18 de Junio

Jueves XI Ordinario

San Fulgencio de Ruspe
Contra Fabiano, XXVIII, 16-19

Oficio, II

         El Señor Jesús, en la noche en que iban a entregarlo, tomó pan y, pronunciando la acción de gracias, lo partió y dijo: "Esto es mi cuerpo, que se entrega por vosotros. Haced esto en memoria mía". Lo mismo hizo con el cáliz, después de cenar, diciendo: "Este cáliz es la nueva alianza sellada con mi sangre. Haced esto cada vez que lo bebáis, en memoria mía". Por eso, "cada vez que coméis de este pan y bebéis del cáliz, proclamáis la muerte del Señor, hasta que vuelva".

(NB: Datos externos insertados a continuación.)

PR #90, opened 2019-04-24
Confirmation for navigating away from edit event/series

k3ntako:


client/pages/EventForm/EventForm.js
```diff
@@ -97,11 +122,13 @@ class EventForm extends Component {
 
     if(this.props.match.path.includes("/edit")){
       this.state.event.update(name, datetime, location, draftNote, assignments).then( (event) => {
+        window.removeEventListener('beforeunload', this.beforeunload);
```
mienaikoe: you can just let componentWillUnmount handle this

client/pages/EventForm/EventForm.js
```diff
@@ -97,11 +122,13 @@ class EventForm extends Component {
...
         this.props.history.push(`/events/${this.props.match.params.id}`);
       });
     }else {
       const assignmentNames = assignments.map( assignment => assignment.name );
       Event.create(name, datetime, location, draftNote, assignmentNames).then( (event) => {
+        window.removeEventListener('beforeunload', this.beforeunload);
```
mienaikoe: same as above

client/pages/SeriesForm/SeriesForm.js
```diff
@@ -181,6 +209,7 @@ class SeriesForm extends Component {
                 key="draft"
                 label="Notes for Event"
                 onChange={this.eventNoteChangeHandler}
+                setHasChanged={this.setHasChanged.bind(this)}
```
mienaikoe: do the binding in the constructor so you don't have to call bind a bunch of times at render

client/components/EventTextEditor/index.js
```diff
@@ -4,8 +4,16 @@ import styles from './EventEditor.css';
 
 
 export default (props) => {
+  const onChange = (editorState) => {
+    if(editorState.getSelection().getHasFocus()){
+      props.setHasChanged();
+      return props.onChange(editorState)
```
mienaikoe: can't props.onChange call setHasChanged on its own? I don't think you need to call them both back-to-back

mienaikoe:
Also I suggest making the target of this PR dev instead of 1.1.X

We're not demoing this today.

client/components/EventTextEditor/index.js
k3ntako: I moved `setHasChanged()` up one level. is that what you meant?

mienaikoe: depends on what you mean by level

mienaikoe: ah yep. that's what I meant

client/pages/EventForm/EventForm.js
```diff
@@ -84,6 +84,7 @@ class EventForm extends Component {
   }
 
   eventNoteChangeHandler(note){
+    this.setHasChanged();
     this.setState({ note });
```
mienaikoe: Doesn't this effectively do two `setState` calls? Collapse this to one. It looks like you did this for all the other handlers.

k3ntako: "did this" meaning I did collapse it, right?  Meaning this is the only place to fix it?

PR #94, opened 2019-04-25
Member Remove

mienaikoe:
- Moves invite/uninvite to TeamController
- Adds an endpoint for removing a member
- Adds an action to roster to remove a member


server/controllers/TeamController.js
```diff
@@ -62,6 +78,205 @@ const TeamController = {
     next();
   },
 
+  async invitePerson(req, res, next){
```
k3ntako: I think we should call this `invitePeople`

server/controllers/TeamController.js
```diff
@@ -62,6 +78,205 @@ const TeamController = {
...
+          },{
+            non_attendees: person_id,
+          }
+        ]
+      });
+      
+      // Pull them from all boats they appear on
+      await Boat.updateMany({
+        event: {
+          $in: attendingEvents//.map( event => event._id )
```
k3ntako: you have a comment here.

server/routes.js
```diff
@@ -60,17 +60,18 @@ router.route( '/me/settings').
...
-  delete(                                requireCoach,    PersonController.uninviteFromMyTeam);
 router.route( '/people/:person_id').
   get(                                   requireVerified, PersonController.find).
   put(                                   requireCoach,    PersonController.update);
 
 router.use(   '/team',                   requireVerified);
 router.route( '/team/mine').
   get(                                                    TeamController.mine);
+router.route( '/team/invite').
+  post(                                  requireCoach,    TeamController.invitePerson).
```
k3ntako: same as above, `invitePeople` instead of `invitePerson`

server/tests/SessionControllerTest.js
```diff
@@ -106,7 +105,7 @@ describe('SessionController', function() {
         }
       }
 
-      PersonController.inviteToMyTeam({
+      TeamController.invitePerson({
```
k3ntako: same as above, `invitePeople` instead of `invitePerson`

server/tests/TeamControllerTest.js
```diff
@@ -36,4 +37,106 @@ describe('TeamController', function() {
     })
   })
 
+
+  let invited_person_id = null;
+
+  describe('#invitePerson', function(){
```
k3ntako: same as above, `invitePeople` instead of `invitePerson`

server/tests/TeamControllerTest.js
```diff
@@ -36,4 +37,106 @@ describe('TeamController', function() {
...
+        }
+      },{
+        json: function(response){
+          assert(response.okay);
+          Team.findById(coach_session.team_id).then( team => {
+            const foundMember = team.members.find( mpid => mpid.equals(newPerson._id) )
+            assert(!foundMember)
+            done();
+          }, done)
+        }
```
k3ntako: maybe this is too much, but ideally we would test if they were removed from events/boats/assignments.

server/tests/TeamControllerTest.js
```diff
@@ -36,4 +37,106 @@ describe('TeamController', function() {
     })
   })
 
+
+  let invited_person_id = null;
+
+  describe('#invitePerson', function(){
+
+    it('should invite a person to my team', function(done){
+      TeamController.invitePerson({
```
k3ntako: same as above, `invitePeople` instead of `invitePerson`

mienaikoe:
Oh damn that's a great Idea to move it to the person page.

server/tests/TeamControllerTest.js
mienaikoe: good call on this. There were a few things faulty about the test.

mienaikoe:
ready for 2nd review

client/pages/Person/index.css
```diff
@@ -5,19 +5,14 @@
...
-.coach{
-  width: 320px;
 }
-
-.card{
-  padding: 2rem;
+.sidebar{
+  width: 240px;
+  margin-left: 2rem;
 }
```
k3ntako: You're not using this. I think you forgot to add the classname. 

Is this why the cards are super wide?

mienaikoe: Yea so I decided to move the coach sections down and get rid of the sidebar, caus there really isn't any tertiary information that's important to be above the fold on this page.

Also coach just asked if it's possible to "archive" (basically putting people under the line) so I'll see if I can bake that into this sprint.

mienaikoe: ^ to clarify, I'm not going to put that extra feature into this PR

         Nuestro sacrificio, por tanto, se ofrece para proclamar la muerte del Señor, y para reavivar la memoria de Aquel que por nosotros entregó su propia vida.

         "Nadie tiene amor más grande que el que da la vida por sus amigos". Dado que Cristo murió por nuestro amor, cuando hacemos conmemoración de su muerte pedimos que nos comunique el amor, aquel que impulsó a Cristo a dejarse crucificar por nosotros. ¿Para qué? Para que sea infundido en nuestros propios corazones, con objeto de que consideremos al mundo como crucificado para nosotros, y nosotros sepamos vivir crucificados para el mundo.

         Hermano, igual que Cristo "murió al pecado de una vez para siempre, y su vivir es un vivir para Dios", también nosotros debemos "andar en una vida nueva" y, "muertos para el pecado, vivir para Dios".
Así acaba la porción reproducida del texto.